*** Extracted data Section Begins ***
PR #906, opened 2025-10-23
Improve robustness of Advanced Single Aisle; Add capability to choose engine deck variable to interpolate first.

Kenneth-T-Moore:
### Summary

1. Made a few tweaks on the advanced single aisle mission to get it to perform better in the sizing optimization.
2. Added a new setting "aircraft:engine:interpolation_sort" that let's you choose "altitude" as the first table dimension in the semi-structured metamodel instead of the default "mach". The first dimension defines the outer structure in this metamodel, and how you choose can affect the semi-extrapolated values when you are outside of the clustered data. The graphics below (from the OpenMDAO view_mm feature) illustrate this, where low-mach, high-altitude has some peculiarities if you choose mach as the first table var.  You wouldn't fly in this area, but you visit during optimization.

Note: I didn't move any aircraft over to use "altitude" as the first dimension yet.

mach (aviary default)
p1

altitude (can choose this now)
p2

### Related Issues

- Resolves #

None

### New Dependencies

None

### DIFF
--- a/.github/workflows/test_docs.yml
+++ b/.github/workflows/test_docs.yml
@@ -56,7 +56,7 @@ jobs:
         id: build_docs
         shell: bash -l {0}
         run: |
-          pip install -U jupyter-book
+          pip install -U "jupyter-book<2"
           cd aviary/docs
           echo "============================================================="
           echo "Build the docs"
--- a/aviary/docs/examples/modified_aircraft.csv
+++ b/aviary/docs/examples/modified_aircraft.csv
@@ -133,7 +133,7 @@ aircraft:wing:shear_control_mass_scaler,1.0,unitless
 aircraft:wing:span_efficiency_reduction,False,unitless
 aircraft:wing:span,117.83,ft
 aircraft:wing:strut_bracing_factor,0.0,unitless
-aircraft:wing:surface_ctrl_mass_scaler,1.0,unitless
+aircraft:wing:surface_control_mass_scaler,1.0,unitless
 aircraft:wing:sweep,25.0,deg
 aircraft:wing:taper_ratio,0.278,unitless
 aircraft:wing:thickness_to_chord_dist,0.145,0.115,0.104,unitless
--- a/aviary/interface/test/sizing_problem_for_test.json
+++ b/aviary/interface/test/sizing_problem_for_test.json
@@ -1151,7 +1151,7 @@
         "<class 'int'>"
     ],
     [
-        "aircraft:wing:surface_ctrl_mass_scaler",
+        "aircraft:wing:surface_control_mass_scaler",
         1,
         "unitless",
         "<class 'int'>"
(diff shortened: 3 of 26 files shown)


aviary/subsystems/propulsion/engine_deck.py
```diff
@@ -1460,6 +1513,7 @@ def _sort_data(self):
         Sort unpacked engine data in order of Mach number, altitude, throttle,
```
cmbenne3: This comment should be updated to say "sort unpacked engine data in order depending on value of Aircraft.Engine.INTERPOLATION_SORT" or something similar, or removed as it is no longer completely accurate

aviary/variable_info/variable_meta_data.py
```diff
@@ -2196,6 +2196,20 @@
...
+add_meta_data(
+    Aircraft.Engine.INTERPOLATION_SORT,
+    meta_data=_MetaData,
+    historical_name={'GASP': None, 'FLOPS': None, 'LEAPS1': None},
+    units='unitless',
+    option=True,
+    default_value='mach',
+    types=str,
+    desc='Specify the first interpolation variable in the semi-structured metamodel. '
+    'Choose from mach or altitude. Mach is usually the first column in the deck, but '
```
cmbenne3, line 2235: In the current implementation the choice is actually 'altitude' or anything else that is not 'altitude'. Perhaps we should change the implementation to be 'altitude' and 'mach' and if it's neither of those options throw a warning and assume the user meant 'mach'.

aviary/subsystems/propulsion/engine_deck.py
```diff
@@ -805,7 +807,11 @@ def _build_engine_interpolator(self, num_nodes, aviary_inputs):
 
         # add inputs and outputs to interpolator
         # independent variables that currently MUST be inputs
-        independent_variables = [MACH, ALTITUDE, THROTTLE, HYBRID_THROTTLE]
+        if interp_sort == 'altitude':
```
cmbenne3, line 819: Should we code this as follows:
> if == 'altitude'
> elif == 'mach'
> else raise UserWarning(f"invalid value of Aircraft.Engine.INTERPOLATION_SORT. Expected 'altitude' or 'mach' found {interp_sort}. Assuming 'mach' for backwards compatability.")

If user accidentally sets the value to "Altitude" then there is nothing to help them spot that they've made a mistake...

aviary/subsystems/propulsion/engine_deck.py
Kenneth-T-Moore: good catch fixed.

aviary/subsystems/propulsion/engine_deck.py
Kenneth-T-Moore: I've added value checking, but placed it in "_preprocess_inputs", since that occurs a little earlier. Also added a test for the error message.

cmbenne3 (approved):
*** Extracted data Section Ends ***
Task - Start at the first line of the material and transcribe each line exactly, stopping once the line containing "1. Made a few" has been written.

Exercise result -
PR #906, opened 2025-10-23
Improve robustness of Advanced Single Aisle; Add capability to choose engine deck variable to interpolate first.

Kenneth-T-Moore:
### Summary

1. Made a few tweaks on the advanced single aisle mission to get it to perform better in the sizing optimization.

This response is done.